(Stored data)
____

PR #502, opened 2020-05-19
Find prefixed AR when cross compiling.

### LINKED ISSUE #330: Use a prefixed archiver if using a prefixed compiler
Original report: https://github.com/japaric/cortex-m-rt/issues/80

We are using `cc` to cross assemble some external ARM assembly files for the `thumbv*` targets. `cc` uses by default `arm-none-eabi-gcc` as the assembler and `ar` as the archiver and that works fine on Linux. But on Windows `ar` is usually not available; however, the user will have `arm-none-eabi-ar` installed because they installed `arm-none-eabi-gcc`.

Could we make `cc` use `$prefix-ar` if `$prefix-gcc` is being used for compiling / assembling? `ar` doesn't do anything architecture specific so using `ar` or `$prefix-ar` would give the same results but it's more likely that user has `$prefix-ar` installed if they have `$prefix-gcc` installed.

tkonolige:
This PR uses a prefixed ar when cross compiling (for example `arm-none-eabi-ar`). It will fall back to `ar` if a prefixed version does not exist. The code for computing the prefix is the same between the compiler and the archiver. However, the code does not check if both a prefixed compiler and archiver are being used together (maybe this is a reasonable thing to do?).

Fixes #330.

### DIFF
--- a/src/lib.rs
+++ b/src/lib.rs
@@ -1998,83 +1998,7 @@ impl Build {
                 } else if target.contains("vxworks") {
                     "wr-c++".to_string()
                 } else if self.get_host()? != target {
-                    // CROSS_COMPILE is of the form: "arm-linux-gnueabi-"
-                    let cc_env = self.getenv("CROSS_COMPILE");
-                    let cross_compile = cc_env.as_ref().map(|s| s.trim_right_matches('-'));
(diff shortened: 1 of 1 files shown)


alexcrichton:
Seems reasonable to me, thanks!

PR #564, opened 2020-11-17
progressive linking

maxded:
Should fix both #547 and #496

* When building from `msvc`, linking is split into chunks based on the estimated command line length and the number of objects that need linking. If the estimated command line length doesn't exceed `1024 * 6` it will process all files in one go like before.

____

WHAT IS NEEDED
Print nothing but the lines from the one that contains "CROSS_COMPILE is of" to the final line of the data, both included, exactly as they read.

COMPLETED TASK
-                    // CROSS_COMPILE is of the form: "arm-linux-gnueabi-"
-                    let cc_env = self.getenv("CROSS_COMPILE");
-                    let cross_compile = cc_env.as_ref().map(|s| s.trim_right_matches('-'));
(diff shortened: 1 of 1 files shown)


alexcrichton:
Seems reasonable to me, thanks!

PR #564, opened 2020-11-17
progressive linking

maxded:
Should fix both #547 and #496

* When building from `msvc`, linking is split into chunks based on the estimated command line length and the number of objects that need linking. If the estimated command line length doesn't exceed `1024 * 6` it will process all files in one go like before.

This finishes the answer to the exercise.